PR #3587, opened 2022-08-25
check for variable type not to introduce a breaking change

erral:
Would this work?

I am concerned about the treatment of default parameter in JS. I guess that if there is no parameter it should be treated like it was before do a plain call to `/@users` 

@sneridagh @ksuess

### DIFF
--- a/src/actions/users/users.js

· · · · ·

**Exercise objective:**
Write out the complete listing above, exactly as it reads.

**Exercise output:**
PR #3587, opened 2022-08-25
check for variable type not to introduce a breaking change

erral:
Would this work?

I am concerned about the treatment of default parameter in JS. I guess that if there is no parameter it should be treated like it was before do a plain call to `/@users` 

@sneridagh @ksuess

### DIFF
--- a/src/actions/users/users.js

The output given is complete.